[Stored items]
══════
PR #521, opened 2026-02-12
pcl_ros: apply QoS overrides to filters and tools

Spike-hd:
Currently, the input subscription uses a fixed QoS profile (SensorDataQoS) and does not support ROS 2 QoS parameter overrides. This prevents users from customizing QoS for compatibility with upstream publishers and subscribers.
This PR applies the QoS overrides patch to pcl_ros filters and tools.

### DIFF
--- a/pcl_ros/src/pcl_ros/filters/filter.cpp
+++ b/pcl_ros/src/pcl_ros/filters/filter.cpp
@@ -134,8 +134,8 @@ pcl_ros::Filter::subscribe()
   if (use_indices_) {
     // Subscribe to the input using a filter
     auto sensor_qos_profile = rclcpp::SensorDataQoS().keep_last(max_queue_size_);
-    sub_input_filter_.subscribe(this, "input", sensor_qos_profile);
-    sub_indices_filter_.subscribe(this, "indices", sensor_qos_profile);
+    sub_input_filter_.subscribe(this, "input", sensor_qos_profile, sub_options);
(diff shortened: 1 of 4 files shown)


SteveMacenski (approved):

SteveMacenski:
^ Check CI output please

pcl_ros/src/pcl_ros/filters/filter.cpp
```diff
@@ -120,6 +120,16 @@ pcl_ros::Filter::computePublish(
...
+  // Enable QoS reconfigurability via parameters
+  rclcpp::SubscriptionOptions sub_options;
+  sub_options.qos_overriding_options =
+    rclcpp::QosOverridingOptions {{
+    rclcpp::QosPolicyKind::History,
+    rclcpp::QosPolicyKind::Reliability,
+    rclcpp::QosPolicyKind::Durability,
+    rclcpp::QosPolicyKind::Depth
+  }};
+
```
Rayman, line 132: I don't see this variable used anywhere

Rayman (changes requested):
PR looks good, I have one small comment

pcl_ros/src/pcl_ros/filters/filter.cpp
Spike-hd: You are right thanks, I just fixed it in the lastest commit.

Rayman (approved):

PR #528, opened 2026-03-24
fix(pcl_ros): preserve all fields in combined_pointcloud_to_pcd

kubojion:
`combined_pointcloud_to_pcd` was accumulating clouds into typed
`pcl::PointCloud<pcl::PointXYZ>` / `pcl::PointCloud<pcl::PointXYZRGB>`
containers, silently dropping all extra fields (intensity, ring,
timestamps, custom fields, etc.) on every incoming message.

This applies the same approach used in `pointcloud_to_pcd` since #491:
replace the typed accumulators with a single `pcl::PCLPointCloud2` so
all fields are preserved as-is.

The TF transform path also needed to change: typed
clouds allowed manual Eigen loops over `.points`, which is not possible
with `PCLPointCloud2`. The fix uses `pcl_ros::transformPointCloud` (same
as `pointcloud_to_pcd`). With per-cloud TF, failing silently and falling
back to the original frame would mix coordinate frames in the output, so
the node now skips the cloud and logs a warning instead.

Other changes:
- `pcl::PCLPointCloud2::concatenate` replaces manual buffer append,
  adding schema validation (skips cloudds with mismatched fields or endianness)
- `rgb` parameter is kept but marked deprecated
- `is_dense` propagated as logical AND across accumulated clouds
- `pcl_ros_tf` added to link dependencies; `tf2_eigen` and direct
  `tf2_ros` removed (transitively provided by `pcl_ros_tf`)
- Fixed filename bug: prefix `"combined_"` was producing
  `combined_combined_*.pcd`
- `rclcpp::shutdown()` no longer called from destructor (passed via
  `do_shutdown` flag to avoid UB)

### DIFF
--- a/pcl_ros/tools/combined_pointcloud_to_pcd.cpp
+++ b/pcl_ros/tools/combined_pointcloud_to_pcd.cpp
@@ -130,7 +130,7 @@ public:
     // Optionally save on node shutdown (do not call rclcpp::shutdown from destructor)
     if (!save_triggered_ && save_on_shutdown_) {
       RCLCPP_INFO(this->get_logger(), "Node is shutting down; saving accumulated cloud.");
-      saveAccumulatedCloud(false);
+      saveAccumulatedCloud();
     }
   }
 
@@ -202,15 +202,16 @@ private:
   void checkAndSave()
   {
     if (!save_triggered_) {
-      saveAccumulatedCloud(true);
+      saveAccumulatedCloud();
+      RCLCPP_INFO(this->get_logger(), "Shutting down the node.");
+      rclcpp::shutdown();
     }
   }
 
   /**
    * @brief Writes the accumulated point cloud to disk in a single PCD file.
-   * \param do_shutdown if true, calls rclcpp::shutdown() after saving.
    */
-  void saveAccumulatedCloud(bool do_shutdown = true)
+  void saveAccumulatedCloud()
   {
     if (save_triggered_) {
       return;
@@ -242,10 +243,6 @@ private:
         "Saved %u points to %s",
         accumulated_cloud_.width * accumulated_cloud_.height,
         filename.c_str());
-    }
-    if (do_shutdown) {
-      RCLCPP_INFO(this->get_logger(), "Shutting down the node.");
-      rclcpp::shutdown();
     }
   }
 };
--- a/pcl_ros/tools/combined_pointcloud_to_pcd.cpp
+++ b/pcl_ros/tools/combined_pointcloud_to_pcd.cpp
@@ -41,15 +41,17 @@
  * into a fixed frame.
  */
 
-#include <pcl/common/io.h>
 #include <pcl/io/pcd_io.h>
-#include <pcl/point_types.h>
 #include <pcl_conversions/pcl_conversions.h>
 
+#include <chrono>
+#include <sstream>
+#include <string>
+
+#include <pcl_ros/transforms.hpp>
 #include <rclcpp/rclcpp.hpp>
 #include <rclcpp_components/register_node_macro.hpp>
 #include <sensor_msgs/msg/point_cloud2.hpp>
-#include <tf2_eigen/tf2_eigen.hpp>
 #include <tf2_ros/buffer.hpp>
 #include <tf2_ros/transform_listener.hpp>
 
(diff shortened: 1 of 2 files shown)


remco-r (approved):
Tested in jazzy on ubuntu 24 with synthetic and real data.
* Nicely aligns architecture with `pointcloud_to_pcd`
* Works in general, input fields are present in output cloud.
* Also tested with full high resolution ouster cloud and fixed frame map. The node correctly projected 5.000.000 points into map frame.

@Rayman / @SteveMacenski This one looks good to me.

**Speficic tests**

✅ pcl::PCLPointCloud2::concatenate replaces manual buffer append, adding schema validation (skips clouds with mismatched fields or endianness)
_Different point schemas are rejected with warning_

✅ is_dense propagated as logical AND across accumulated clouds:
_works with dense and non dense clouds. output cloud contains nans of input cloud._

☐ tf2_ros removed (transitively provided by pcl_ros_tf)
_For me to make build work in jazzy, had to add linking to `tf2_ros::tf2_ros` again, and mitigation of deprecation of `ament_dependencies`, while in jazzy pcl_conversions is header only. I did not test on rolling_

✅ Fixed filename bug: prefix "combined_" was producing combined_combined_*.pcd
_woks, and prefix is prepended e.g. abc_combined_1782375648325389781.pcd_

✅ rclcpp::shutdown() no longer called from destructor (passed via do_shutdown flag to avoid UB)
_Both save on shutdown, and `save_timer_sec` work. `save_timer_sec` shuts down node after saving._

pcl_ros/tools/combined_pointcloud_to_pcd.cpp
```diff
@@ -251,14 +202,15 @@ class CombinedPointCloudToPCD : public rclcpp::Node
...
+      saveAccumulatedCloud(true);
     }
   }
 
   /**
    * @brief Writes the accumulated point cloud to disk in a single PCD file.
+   * \param do_shutdown if true, calls rclcpp::shutdown() after saving.
    */
-  void saveAccumulatedCloud()
+  void saveAccumulatedCloud(bool do_shutdown = true)
```
Rayman: Why did you add a parameter? We have a member called `save_on_shutdown_` with the same information?

pcl_ros/tools/combined_pointcloud_to_pcd.cpp
```diff
@@ -267,57 +219,34 @@ class CombinedPointCloudToPCD : public rclcpp::Node
 
     // Create a filename
     std::stringstream ss;
-    ss << prefix_ << "combined_" << this->now().seconds() << ".pcd";
+    ss << prefix_ << "combined_" << this->now().nanoseconds() << ".pcd";
```
Rayman, line 223: Why did you make this change?

Rayman (commented):
I like the idea of this PR, thank you!

pcl_ros/tools/combined_pointcloud_to_pcd.cpp
kubojion: I dded it to distinguish the two save paths: the timer path should save and then stop the node, while the destructor path is already running during shutdown and should only write the file. `save_on_shutdown_` controls whether the destructor saves at all, but it does not tell `saveAccumulatedCloud()` whether it should initiate `rclcpp::shutdown()`.
I agree the parameter is confusing. I can change this so `saveAccumulatedCloud()` only writes the file, and `checkAndSave()` calls `rclcpp::shutdown()` after saving.

pcl_ros/tools/combined_pointcloud_to_pcd.cpp
kubojion: This is to avoid formatting a double from `seconds()` into the filename. nanoseconds gives an exact integer timestamp.

kubojion:
@Mergifyio queue

pcl_ros/tools/combined_pointcloud_to_pcd.cpp
Rayman: Thank you for the explanation. I think that makes more sense indeed.
- Change saveAccumulatedCloud to save only
- Then call rclcpp::shutdown in the parent function (checkAndSave)
- This allows you to reuse saveAccumulatedCloud in the destructor

kubojion: Done! `saveAccumulatedCloud()` now only saves the file, `checkAndSave()` calls `rclcpp::shutdown()` after saving, and the destructor reuses `saveAccumulatedCloud()`.

Rayman (approved):

Rayman:
The diff applied cleanly on jazzy (except for the CMakeLists.txt) so I'm going to try to backport: https://github.com/ros-perception/perception_pcl/pull/537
══════
What to do -> Where does the string "producing" appear in the records above? Show every line that holds it.

Response area ->
- Fixed filename bug: prefix `"combined_"` was producing
✅ Fixed filename bug: prefix "combined_" was producing combined_combined_*.pcd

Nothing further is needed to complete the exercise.